L'univers SF qu'a façonné J.J. Abrams avec son premier "Star Trek" de 2009 s'étoffe ici encore un peu plus, et le résultat est enthousiasmant. À voir comment la planète Cronos, superbe travail de lumière et de design, rappelle la Géonosis de "L'Attaque des Clones", il est légitime d'accorder sa confiance à Abrams pour le prochain volet de la guerre des étoiles. Son utilisation du champ-contrechamp est la preuve du dynamisme qu'il accorde à son film ainsi que ses plans en contre plongée où la caméra se balade avec bonheur entre les décors et les personnages. Si la mise en scène n'invente rien, la continuité visuelle avec le premier volet s'affirme pour créer une cohérence esthétique bienvenue. Une continuité qui se retrouve également au coeur des personnages. L'équipage de l'USS Enterprise devient alors le moteur de l'action et les différentes interactions entre Kirk et Spock permettent au film de s'assurer une réelle empathie et richesse de background. Certaines scènes, notamment dans les 30 dernières minutes, sont des pics d'émotion.

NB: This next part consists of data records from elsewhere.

PR #1111, opened 2024-03-01
Improve whitespace handling of class attribute in `toVNode`

sabberworm:
Improved from #1109, based on @paldepind’s input.

The multi-space-separated case is definitely common when HTML is generated by templating languages.

Prettier likes to format class names across multiple lines, so `\n`, `\r` and `\t` (for indentation) has to be supported anyway. This meant `\f` is the only ASCII whitespace character that’s uncommon in class attributes but I didn’t really see a reason to exclude it either.


src/tovnode.ts
```diff
@@ -19,8 +19,8 @@ export function toVNode(node: Node, domApi?: DOMAPI): VNode {
   let text: string;
   if (api.isElement(node)) {
     const id = node.id ? "#" + node.id : "";
-    const cn = node.getAttribute("class");
-    const c = cn ? "." + cn.split(" ").join(".") : "";
+    const cn = node.getAttribute("class")?.trim();
+    const c = cn ? "." + cn.match(/[^\t\r\n\f ]+/g)!.join(".") : "";
```
paldepind, line 23: If I understand correctly the `trim` is to handle the only-whitespace case.

Would this work as well?

```diff
-    const cn = node.getAttribute("class")?.trim();
-    const c = cn ? "." + cn.match(/[^\t\r\n\f ]+/g)!.join(".") : "";
+    const classNames = node.getAttribute("class")?.match(/[^\t\r\n\f ]+/g);
+    const c = classNames ? "." + classNames.join(".") : "";
```

This would avoid the `trim` and the use of `!`.

test/unit/core.ts
```diff
@@ -591,7 +591,17 @@ describe("snabbdom", () => {
         assert.deepEqual(children[0].data, { dataset: { env: "xyz" } });
         assert.strictEqual(children[1].text, "Foobar");
       });
-
+      it("handles class names correctly", () => {
+        for (const [cl, sel] of [
+          ["  one\ttwo  three\nfour  \t", ".one.two.three.four"],
+          ["  \t \n ", ""]
```
paldepind, line 597: Really great that you thought of this case 👍

paldepind:
Thanks a lot for the PR.

> Prettier likes to format class names across multiple lines, so `\n`, `\r` and `\t` (for indentation) has to be supported anyway. This meant `\f` is the only ASCII whitespace character that’s uncommon in class attributes but I didn’t really see a reason to exclude it either.

I think that's solid reasoning. Definitely agree that there is no need to leave `\f` out as the only character omitted from the spec.

src/tovnode.ts
sabberworm: Good idea, will do that

paldepind:
Looks great 💪. Thanks again.

Issue #1112, opened 2024-03-02
Attribute behavior should be improved


bgradin:
TL;DR: The module system in Snabbdom provides a powerful way to extend the core functionality, but it leads to conventions for vnode attributes that, as a newcomer to this project, I found counterintuitive and would like to improve.

## Problem statement

For example, whereas with `React.createElement`, you would write something like `createElement("a", { href: "/" }, "Home")`, Snabbdom requires you to wrap attributes in an object called `attrs` so they can be handled by the attributes module: `h("a", { attrs: { href: "/" } }, "Home")`. I found this particularly unexpected when using JSX - a JSX snippet of `<a href="/">Home</a>` will create an HTML element without an href: `<a>Home</a>`!

## Proposal

I think the crux of the issue is that Snabbdom does not provide a mechanism for modules to specify a limited set of keys they will use to access data on a vnode. If a comprehensive list of these keys was maintained internally, any additional keys in the vnode data could be treated as attributes, rather than being disregarded. I think it would make the most sense to make this update in the `h` function, so both JS and JSX syntax would reap the benefits.

My preference would be for this to be the default functionality, but I suppose this might require a new major or at least minor release. If the maintenance team prefers, it should be possible to gate this functionality behind a configuration option in the `init` method to preserve backward compatibility.

It's worth pointing out that other projects like [herp-inc/snabbdom-jsx](https://github.com/herp-inc/snabbdom-jsx) provide functionality similar to what I'm describing. However, my point is the behavior of attributes is worth improving within this project, either by default or as a configuration option.

Barring this update, the readme should at least be updated to explicitly call out that JSX syntax still requires usage of the attributes module to assign attributes on elements.

## Conclusion

I would appreciate feedback from a maintainer on these ideas. If an agreement is reached, I would be happy to create a pull request. Thanks for your time!

kuraga:
Besides the `attrs`, there is also the `dataset`:

https://github.com/snabbdom/snabbdom/blob/2e6ef1e3e8637c845dca3bed8e8b661b52b56cd4/test/unit/core.ts#L616-L619

paldepind:
Hi @bgradin. Thanks for sharing your thoughts. I definitely see where you're coming from. I like the separation between modules and think that one can get used to writing `attrs`. But what you're proposing definitely has advantages in terms of ergonomics.

> I think the crux of the issue is that Snabbdom does not provide a mechanism for modules to specify a limited set of keys they will use to access data on a vnode.

[...]

PR #1117, opened 2024-05-19
[POC] feat: adds jsx props module

geotrev:
_NOTE: This PR is a POC to illustrate how Snabbdom could enable cleaner JSX prop handling per #1112, but as a non-breaking change that retains the package's existing architecture. It's also based on my [own plugin](https://github.com/geotrev/snabbdom-transform-jsx-props), but pared down as a better starting point._

### Todo

- [ ] Evaluate automatic DOM property vs attribute handling (similar to React and others)
- [ ] Update READMEs
- [ ] Type interfaces

## Descriptions

Adds `jsxPropsModule` to enable cleaner Snabbdom JSX prop signatures.

In short, the module forwards JSX props to their appropriate module (`props`, `dataset`, `eventlisteners`, etc). As a fallback, any unhandled props are treated as attributes.

This isn't behind an `options.experimental` flag since using the module feels like enough of an opt-in already, but open to suggestions if certain functionality should be instated to prevent foot-🔫s.

## Details

Use the module with `init` to create virtual nodes.

```
const patch = init(
  [
    jsxPropsModule,
    classModule,
    eventListenersModule
  ],
  htmlDomApi
)
```

Example of JSX using this module:

```
<div className="my-component" hook-insert={() => {}}>
  <h1 data-foo-heading={true}>Hello world</h1>
  <svg aria-hidden="true" />
  <a href="#" attrs-style="color: blue" tabIndex="0" on-click={() => {}}>Link</a>
</div>
```

View the unit test file for more samples. :) Any additional concerns, such as other modules/features to handle but aren't included in this POC, can be noted for a full and proper update should this module make sense for the package.

Requirements:

- `@babel/plugin-transform-react-jsx`, per README
- Must be added as the first module so the next modules (`eventlisteners`, `class`, `style`, etc) can detect these props.

The module handles these specific cases / features (open to suggestions/changes if appropriate):

- **Module instruction:** Providing a prefix instructs the module to add the suffix of the prop to the appropriate module. Some modules (like `class`) are omitted as they serve no functional purpose given the existence of a pre-existing, ergonomic option (in this case, `className`).

  | prefix    | module/feature  | prefix example       | result                                   |
  | --------- | --------------- | -------------------- | ---------------------------------------- |
  | `hook-*`  | hooks           | `hook-insert={fn}`   | `{ data: { hooks: { insert: fn }}}`      |
  | `on-*`    | event listeners | `on-mouseDown={fn}`  | `{ data: { on: { mouseDown: fn }}}`      |
  | `attrs-*` | attributes      | `attrs-value="foo"`  | `{ data: { attrs: { value: "foo" }}}`    |
  | `props-*` | props           | `props-value="foo"`  | `{ data: { props: { value: "foo" }}}`    |
  | `data-*`  | dataset         | `data-foo-bar="baz"` | `{ data: { dataset: { fooBar: "baz" }}}` |

  Hyphens are used for simplicity of the prop check. If a hyphen doesn't exist on the prop, then no module forwarding needs to happen. Open to ideas if React-style camelCase is better here.

- **Smarter prop handling:** Always moves a predefined set of JSX props into the `props` module (e.g., `className`). See `PROPERTY_PROPS` in `modules/jsxprops.ts` for the initial list (many others could be added).

  Examples:

  ```
  <div tabIndex={0} /> // { data: { props: { tabIndex: 0 }}}
  ```

- **Defaults to attributes:** Forwards all other props to the attributes module.
- **Non-breaking:** Does not conflict with the existing form of Snabbdom JSX props (e.g., `attrs={{...}}`), and shouldn't cause regressions for consumers mixing prop signatures, while preferring the flattened style introduced by this module.

### DIFF
--- a/src/index.ts
+++ b/src/index.ts
@@ -32,6 +32,7 @@ export { attributesModule } from "./modules/attributes";
 export { classModule } from "./modules/class";
 export { datasetModule } from "./modules/dataset";
 export { eventListenersModule } from "./modules/eventlisteners";
+export { jsxPropsModule } from "./modules/jsxprops";
 export { propsModule } from "./modules/props";
 export { styleModule } from "./modules/style";
 export type { Attrs } from "./modules/attributes";
--- a/src/modules/jsxprops.ts
+++ b/src/modules/jsxprops.ts
@@ -15,6 +15,7 @@ const DATASET = "dataset";
 const ATTRS = "attrs";
 const PROPS = "props";
 const DATA = "data";
+const KEY = "key";
 const HYPHEN_CHAR = "-";
 const MODULE_PROPS: string[] = ["hook", "on", ATTRS, PROPS, DATASET];
 const DOM_PROPS: string[] = ["className", "tabIndex", "id"];
@@ -38,7 +39,7 @@ const forwardJsxProps = (oldVNode: VNode, _vnode: VNode): void => {
 
   const data: Record<string, any> = {},
     propKeys = [];
-  // preserve existing module values to be updated with
+  // preserve module values
   for (const key in vnode.data) {
     if (MODULE_PROPS.indexOf(key) > -1) {
       data[key] = vnode.data[key];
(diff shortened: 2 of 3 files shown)


geotrev:
Side note: I couldn't find any documentation about getting browserstack tests to run, and it doesn't look like `.tsx` test files are running. Not sure what's up there.

Issue #1121, opened 2024-09-12
VNodeStyle type checking error for "delayed" and "remove" styles


zaccrites:
Hello. I am getting a typing error on VNodeStyles which use `delayed` and/or `remove`, despite following the [examples](https://github.com/snabbdom/snabbdom?tab=readme-ov-file#delayed-properties) from the README almost exactly.

```ts
const x: VNodeStyle = {
    opacity: "0",
    transition: "opacity 1s",
    delayed: {
        opacity: "1",
    },
    remove: {
        opacity: "0",
    }
};
```

```
Type '{ opacity: string; delayed: { opacity: string; }; remove: { opacity: string; }; }' is not assignable to type 'VNodeStyle'.
  Type '{ opacity: string; delayed: { opacity: string; }; remove: { opacity: string; }; }' is not assignable to type 'Record<string, string>'.
    Property 'delayed' is incompatible with index signature.
      Type '{ opacity: string; }' is not assignable to type 'string'.ts(2322)
```

This works fine at runtime, and I was able to fix the typing error by making the following change in `style.d.ts`:

```diff
import { Module } from "./module.js";
export type ElementStyle = Partial<CSSStyleDeclaration>;
- export type VNodeStyle = ElementStyle & Record<string, string> & {
+ export type VNodeStyle = ElementStyle & {
    delayed?: ElementStyle & Record<string, string>;
    remove?: ElementStyle & Record<string, string>;
};
export declare const styleModule: Module;
```

It is possible that the problem was introduced in [this refactor](https://github.com/snabbdom/snabbdom/commit/357c5464562730d01a8ef4497c3fec9de847335a#diff-6a39d21853236a9f42d95bf2b4d43a503cddcb00703694975146eb41733673b6).

Thanks!

zaccrites:
Assuming I am not misunderstanding something, I have created a PR for the suggested change: https://github.com/snabbdom/snabbdom/pull/1122

paldepind:
Hello @zaccrites. Thanks for reporting this. You are absolutely right that this ought to work. It seems that this regression was introduced in https://github.com/snabbdom/snabbdom/pull/1092.

PR #1122, opened 2024-09-12
Fix VNodeStyle type

zaccrites:
See https://github.com/snabbdom/snabbdom/issues/1121


paldepind:
Thanks a lot for the PR. I think one problems is that we also want to allow unknown style properties to be used. Something like this should also type-check:
```ts
const x: VNodeStyle = {
    myOwnWeirdStyle: "foo"
};
```

I think https://github.com/snabbdom/snabbdom/pull/1127 should fix the problem you reported while still allowing for the above to work (accidentally actually, I was looking at a performance issue).

Issue #1114, opened 2024-03-16
Slow type checking with snabbdom 3.6+


schlawg:
Recent releases after 3.5.1 seem to really trouble tsc.

We import and use snabbdom from ~ 31 modules of a monorepo.

Our type checking takes 3x as long when those modules import snabbdom 3.6 vs 3.5.1.

48s vs 14s

paldepind:
Hi @schlawg. Thanks for reporting this. That is quite a noticeable slowdown. Would it be possible for you to git bisect this to figure out what caused the issue?

One thing I can think of regarding typing is that the types for JSX was improved in https://github.com/snabbdom/snabbdom/pull/1092.

schlawg:
Hello there. Sorry for the delay in responding.

I can't spare any cycles to make an MRE at the moment, but I do have steps.

```
git clone https://github.com/lichess-org/lila
cd lila && ui/build -c --tsc
```
Note the time. Now do a global search/replace in ui folder, changing every `"snabbdom": "3.5.1"` to `"snabbdom": "3.6.2"` in package.json files.

`ui/build -c --tsc` again and see it takes roughly 3x as long with 3.6.x. It's probably some bizarre interaction with our codebase (and we're fine on 3.5.1 fyi)

paldepind:
Thanks a lot @schlawg. That seems like it should be enough to bisect the issue. I'll take a look when I have the time.

schlawg:
Hello @paldepind 

Your instincts were correct and it's to do with the VNodeData for jsx. I made an MRE for you here https://github.com/schlawg/snabbdom-tsc-mre

I'm sorry it took me so long. I will try not to take this excellent library for granted in the future!

paldepind:
Thanks for the reproduction @schlawg. I can see the performance difference and will look into this.

paldepind:
Please check out this PR: https://github.com/snabbdom/snabbdom/pull/1127.

I'd be very interested in whether this performance improvement is good enough for you (I think the easiest way to test it is to checkout the branch and locally install it with `npm i ../path/to/snabbdom/`).

If this is still too slow I think we should revert the style changes done in https://github.com/snabbdom/snabbdom/pull/1092.

schlawg:
[...]

PR #1127, opened 2024-11-24
fix: tweak `VNodeStyle` to improve performance of type checking

paldepind:
This should _somewhat_ improve the regression described in #1114.

Timing the build of [this example](https://github.com/schlawg/snabbdom-tsc-mre) with `tsc --extendedDiagnostics --noEmit` changes the build time from currently at around 5.4 seconds to 3.02 seconds (on my machine). The 3.5.1 release takes around 1.30 seconds. So build times are still slower, but I don't think we can make it any better if we want the precise type for `style` that reflects the actual CSS properties.

If this is fast enough we should merge this PR. If it is still not acceptable then we should revert the change to the `style` property to the less precise type.

### DIFF
--- a/src/modules/style.ts
+++ b/src/modules/style.ts
@@ -1,13 +1,17 @@
 import { VNode, VNodeData } from "../vnode";
 import { Module } from "./module";
 
-export type ElementStyle = Partial<CSSStyleDeclaration>;
+type ElementStyle = { [K in keyof CSSStyleDeclaration]?: string };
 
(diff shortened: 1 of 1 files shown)


schlawg:
For some reason (probably my own fault), I had to cast `style: { remove: { opacity: '0', transform: 'translate(...)' } } as any` in order to pass type checking against `VNodeStyle` before.

But this PR fixes that, along with the performance improvement!

PR #1064, opened 2023-10-26
chore(docs): reference readme-title image from imgur

iambumblehead:
```diff
diff --git a/README.md b/README.md
index 1d72a15..92038f9 100644
--- a/README.md
+++ b/README.md
@@ -1,4 +1,4 @@
-<img alt="Snabbdom" src="readme-title.svg" width="356px">
+<img alt="Snabbdom" src="https://i.imgur.com/4Bq0tyi.png" width="356px">
 
 A virtual DOM library with a focus on simplicity, modularity, powerful features
 and performance.
```

This PR updates the image reference in the README from a relative image path to an imgur image url, and the reason for the change is discussed at the [bottom of this PR](https://github.com/snabbdom/snabbdom/pull/1063#issuecomment-1781595164)

imgur does not support svg. To preserve as much fidelity as possible, the image was imported to inkscape, scaled down to the README's 356px and then exported to PNG

PR #1136, opened 2026-02-16
chore(readme): add dark mode logo support for readability

MoustaphaCamara:
## Description

Improves README presentation by adding support for dark mode-aware logos. (minor)
This brought me to make this PR:
Capture d’écran du 2026-02-16 22-56-59

## Changes made

- replaced static  tag with a <picture> element
- added `prefers-color-scheme` sources for light and dark themes
- fallbacks to the default SVG logo for compatibility

This ensures the Snabbdom logo remains clearly visible in both light and dark modes on platforms like GitHub.

> Note: The image source points to the GitHub `master` branch, so the dark mode change may not be visible until merged.
You can replace it temporarily with a local `./readme-title-light.svg` to preview the effect locally.

Also, I’m wondering whether there’s a specific workflow or automated translation process in place for `README-in_HN.md` / `README-zh_CN.md`


README.md
```diff
@@ -1,4 +1,8 @@
-<img alt="Snabbdom" src="https://raw.githubusercontent.com/snabbdom/snabbdom/master/readme-title.svg" width="356px">
+<picture>
+  <source media="(prefers-color-scheme: light)" srcset="https://raw.githubusercontent.com/snabbdom/snabbdom/master/readme-title.svg">
```
paldepind: I might be wrong, but I actually don't think we need the full url here
```suggestion
  <source media="(prefers-color-scheme: light)" srcset="readme-title.svg">
```

paldepind (commented):
Thanks for the PR. This is a great idea!

What about creating a new directory for the logos? Maybe call it `resources` and put `graphics.svg` in there as well. Just to avoid too many files in the root.

> Also, I’m wondering whether there’s a specific workflow or automated translation process in place for `README-in_HN.md` / `README-zh_CN.md`

It's a manual process unfortunately.

README.md
MoustaphaCamara: Hi,
Thanks for your comments, I'm sorry I had not seen them earlier. I'll be addressing them later today! :+1:

MoustaphaCamara: I remember this is what I originally intended to do, but I noticed it had previously been changed the other way around. See commit: https://github.com/snabbdom/snabbdom/pull/1064/changes

That said, I agree that it’s better not to use an absolute link.

MoustaphaCamara: Even better, now we can see the changes applied here:
https://github.com/MoustaphaCamara/snabbdom/tree/readme-display-theme-readable-logo

PR #315, opened 2017-11-26
UnittestRunner: remove useless-super-delegation

blueyed:
It was added in 96b20fb apparently in an attempt to please pylint it
seems.


abingham:
Thanks!

PR #316, opened 2017-11-26
setup.py: use PACKAGES list

blueyed:
This avoids calling `find_packages`.
It adds a test to ensure the list is what `find_packages` would return.

### DIFF
--- a/setup.py
+++ b/setup.py
@@ -2,7 +2,7 @@ import io
 import os
 import sys
 
-from setuptools import setup, find_packages
+from setuptools import setup
 
 
 def local_file(*name):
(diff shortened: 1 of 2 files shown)


blueyed:
Not too sure about this altogether.

But having e.g. pytest-mock might be useful in the future in general.

abingham:
Yeah, I'm not sold on this change. What's the practical benefit?

blueyed:
Less overhead when `pip install -e .`ing.
But then more overhead when running the tests.

Closing for now.
How do you feel about pytest-mock?

abingham:
If have no problem with pytest-mock if it's something that we'll benefit from.

PR #319, opened 2017-11-26
Travis: remove install section

blueyed:
tox takes care of installation.

This removes the call to `cosmic-ray test-runners`, which should be
covered by a real integration test instead (if not done already).

### DIFF
--- a/.travis.yml
+++ b/.travis.yml
@@ -11,16 +11,7 @@ matrix:
   - python: nightly
 
 install:
-- python setup.py install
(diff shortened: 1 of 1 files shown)


abingham:
Ah, this is *very* nice. As I mentioned before, I'm still wrapping my head around tox, and you're right that we don't need to install the dependencies into the base system any more.

The call to `cosmic-ray test-runners` was some cruft from a earlier debugging effort, I think.

PR #320, opened 2017-11-26
Add logging to load_config

blueyed:
I've tried to run a command from the report ("cosmic-ray worker
module zero_iteration_loop 9") and it was waiting for input on stdin.

This additional logging should help in this case (when run in verbose
mode).

### DIFF
--- a/cosmic_ray/config.py
+++ b/cosmic_ray/config.py
@@ -1,20 +1,25 @@
 """Configuration module."""
+import logging
 import sys
 
 import yaml
+
+LOG = logging.getLogger()
 
 
 def load_config(filename=None):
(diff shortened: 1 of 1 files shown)


abingham:
My only concern with this is that it means that workers could be printing something besides JSON to stdout. But I guess that's not a problem in "production" runs since the workers won't be running in verbose mode.

abingham:
Thanks!

blueyed:
> could be printing something besides JSON to stdout

logging goes to stderr.

Checked with `cosmic-ray --verbose worker --keep-stdout covimerage zero_iteration_loop 9 config.yml >/dev/null`.

PR #321, opened 2017-11-26
Travis: remove unnecessary call to pyenv

blueyed:


abingham:
I admit I don't know why that was there in the first place!

blueyed:
It can help when you want to use multiple Python versions with the same job.

PR #323, opened 2017-11-26
Added a simple example demonstrating how to use cosmic-ray to improve a test suite.

abingham:
This is a rebasing and simplification of a set of changes by @trbedwards.


abingham:
@trbedwards Can you look this over and let me know if it looks correct to you?

examples/bowling_game_score_calculator/config.yml
```diff
@@ -0,0 +1,13 @@
+# Run the adam tests with unittest
```
blueyed: Comment needs to get updated?!

blueyed: Should this (bowling_game_score_calculator) be in here (this PR) after all?

abingham: That comment is cruft; I've removed it. 

I *think* the `bowling_game_score_calculator` was part of the same documentation effort from the PyCon UK sprint. @trbedwards: was this intended to be in the same PR as `simple_math`? I may have messed up the rebasing or something.

PR #325, opened 2017-11-26
is_killed: consider TestOutcome.INCOMPETENT to be killed

blueyed:


blueyed:
> The diff coverage is 0%.

PR #329, opened 2017-11-27
No longer building configs during init.

abingham:
This turned out to be to cutesy during actual use. Now you need to use
`new-config` (or some other technique) to create configs.


cosmic_ray/config.py
```diff
@@ -13,14 +13,23 @@ def load_config(filename=None):
...
+        try:
+            return yaml.safe_load(sys.stdin)
+        except yaml.parser.ParserError as exc:
+            raise ConfigError() from exc
 
-    with open(filename, mode='rt') as handle:
-        LOG.info('Reading config from %r', filename)
-        return yaml.safe_load(handle)
+    try:
+        with open(filename, mode='rt') as handle:
```
rob-smallshire: This is a text file, so there's an implicit default encoding here. The YAML spec (http://www.yaml.org/spec/1.2/spec.html#id2771184) implies we should use UTF-8 unless we want to support UTF-16 too through explicit byte order marks (I guess not).

test/unittests/test_config.py
```diff
@@ -0,0 +1,46 @@
...
+    temp_stdin.seek(0)
+    mocker.patch('sys.stdin', temp_stdin)
+
+    with pytest.raises(ConfigError):
+        load_config()
+
+
+def test_load_from_valid_config_file(tmpdir):
+    config_path = tmpdir / 'config.yml'
+    with config_path.open(mode='wt') as handle:
```
rob-smallshire: Here we should also set encoding='utf-8' when opening the file.

test/unittests/test_config.py
```diff
@@ -0,0 +1,46 @@
...
+
+
+def test_load_non_existent_file_raises_ConfigError():
+    with pytest.raises(ConfigError):
+        load_config('/foo/bar/this/does/no-exist/I/hope')
+
+
+def test_load_from_invalid_config_file_raises_ConfigError(tmpdir):
+    config_path = tmpdir / 'config.yml'
+    with config_path.open(mode='wt') as handle:
```
rob-smallshire: Here we should also set encoding='utf-8' when opening the file.

rob-smallshire: We could also have a test which writes some binary date which is not decodable as UTF-8 to ensure that the UnicodeDecodeError is handled correctly.

cosmic_ray/config.py
rob-smallshire: Apparently PyYAML screws up YAML with BOMs anyway, so we must assume UTF-8.

PR #331, opened 2017-11-27
Detect ast.Compare nodes where the right-hand-side value is None

rob-smallshire:
This change avoids creating a whole class of incompetent mutants by detecting when the right-hand side value of a comparison operator is None, and restricting the set of replacement mutant operators to only those which can operate on None.

### DIFF
--- a/cosmic_ray/operators/comparison_operator_replacement.py
+++ b/cosmic_ray/operators/comparison_operator_replacement.py
@@ -10,6 +10,7 @@ from ..util import build_mutations, compare_ast
 OPERATORS = (ast.Eq, ast.NotEq, ast.Lt, ast.LtE, ast.Gt, ast.GtE,
              ast.Is, ast.IsNot, ast.In, ast.NotIn)
 
+
 def _all_ops(from_op):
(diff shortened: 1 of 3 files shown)


abingham:
This looks good, esp. considering that we don't have a better alternative right now. In the anchoring/exception work I've been thinking of adding a phase (currently called "interception", though I don't remember where I got that name) after `init` which would filter out mutations that we didn't want to perform. We could be skipping them because of anchored metadata, but we could also use that phase to implement the kind of filtering you're doing here (though that raises the question of how to provide AST-level access during interception).

rob-smallshire:
I'll admit I don't grok this codecov report. The urgent-looking red rectangle pertains to `comparison_operator_replacement.py`, and this is also shown as having decreased coverage, yet according to the report I click through all the added lines are covered. One `for` statement is in yellow, but I don't know what that means. The statement inside the same look are green. Odd.

abingham:
I agree. I merged in the codecov stuff without giving it a lot of review, but I need to come to grips with what it's telling us.

PR #332, opened 2017-11-28
Added support for skipping mutations based on spor metadata.

abingham:
This is a first attempt at using [spor](https://github.com/abingham/spor)'s anchored metadata to disable mutations for specific lines of code. I think this particular commit is a bit of a minimum-viable-product insofar as a) it does provide crude control over mutation but b) could use quite a bit of work. 

Even in this unfinished state, I think it's valuable to merge into master for a few reasons. First, there are users who need this right now. Second, it gives us some experience with the approach. Finally, it gets rid of what had become a long-term feature branch, something I find cognitively unsettling and also burdensome from an engineering point of view. 

I plan to create some "request for comment"-style issues for discussing what to do next. These next steps include:
- Improving spor's support for updating anchors as code changes (this is more of a spor issue)
- Replacing the "interceptors" concept here with something more general. I'm imagining plugins that define new "subcommands" for CR which users can run when appropriate. For example, there might be a command `cosmic-ray tool spor <session>` which users run after `init` which updates the work-db, doing the work that "interceptors" do in this PR.
- Improving performance
- etc.


test/test_project/adam.py
```diff
@@ -127,3 +127,7 @@ def decorated_func():
         result = True
 
     return result
+
+
+if __name__ == '__main__':
+    x = 3
```
rob-smallshire: I don't understand the significance of this.

test/unittests/test_command_line_processing.py
```diff
@@ -148,7 +148,8 @@ def test_config_success_returns_EX_OK(lobotomize, local_unittest_config, session
 
 
 def test_dump_success_returns_EX_OK(lobotomize, local_unittest_config, session_file):
-    cosmic_ray.cli.main(['init', local_unittest_config, session_file])
+    errcode = cosmic_ray.cli.main(['init', local_unittest_config, session_file])
+    assert errcode == 0
```
rob-smallshire: Should this also be os.EX_OK, for consistency.

cosmic_ray/interceptors/spor.py
```diff
@@ -0,0 +1,32 @@
+"""An interceptor that uses spor metadata to determine when specific mutations
```
rob-smallshire: GitHub won't allow me to leave a review comment on the empty `interceptors/__init__.py` file, so I'll leave one here.

I don't yet have a clear idea of what an "interceptor" is. I'd appreciate a brief explanation and a good place for this could be the module docstring for the `interceptors` package.

test/test_project/adam.py
abingham: Ah right, I should probably comment it. The issue is that __main__ blocks are a canonical example of equivalent mutants: CR will happily mutate them, but they are effective untestable. So I added this block as something to "block" with spor; you'll notice that the anchors in `.spor` indicate these two lines.

test/unittests/test_command_line_processing.py
abingham: Definitely!

cosmic_ray/commands/init.py
```diff
@@ -3,11 +3,48 @@
...
 log = logging.getLogger()
 
 
+class WorkDBInitCore:
+    """Operator core that initializes a WorkDB for a specific module and operator.
+
+    The idea is to walk the AST looking for nodes that the operator can mutate.
+    As they're found, `visit_mutation_site` is called and this core adds new
+    WorkItems to the WorkDB. Use this core to populate a WorkDB by creating one
+    for each operartor-module pair and running it over the module's AST.
```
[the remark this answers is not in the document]
abingham: Ah, good catch :)

PR #334, opened 2017-11-28
Reworked test runner failure

abingham:
This makes TestRunnerFailure behave a little better with respect to producing strings. Now it uses Exception's __str__ and __repr__ to produce more meaningful strings.


abingham:
@blueyed Can you look this over real quick?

Tout, cependant, n'est pas réussi. Le fait est que Abrams, en s'encombrant d'un récit compact, concentre tous ses éléments et ses atouts dans une histoire dont le déroulement est raconté sur le vif comme un long épisode prolongé de série. En posant trop rapidement ses bases pour faire entrer plus vite son méchant dans l'intrigue, Abrams prend le spectateur de vitesse avec un scénario alerte, où l'intégralité du film se déroule sur quelques heures. Un choix qui devient, vers son achèvement, une contrainte qui oblige le cinéaste à balancer le plus vite possible tous ses atouts dans un temps record, là où les grands space opera comme la saga des "Star Wars", savaient sauter de planète en planète, d'intrigue en intrigue, de richesse en richesse filmique, pour mieux surprendre encore vers un grand final. Ce qu'avait à peu près réussi Abrams à faire, peut-être par l'obligation de raconter la genèse des personnages et de bâtir un univers SF crédible, dans son "Star Trek" de 2009.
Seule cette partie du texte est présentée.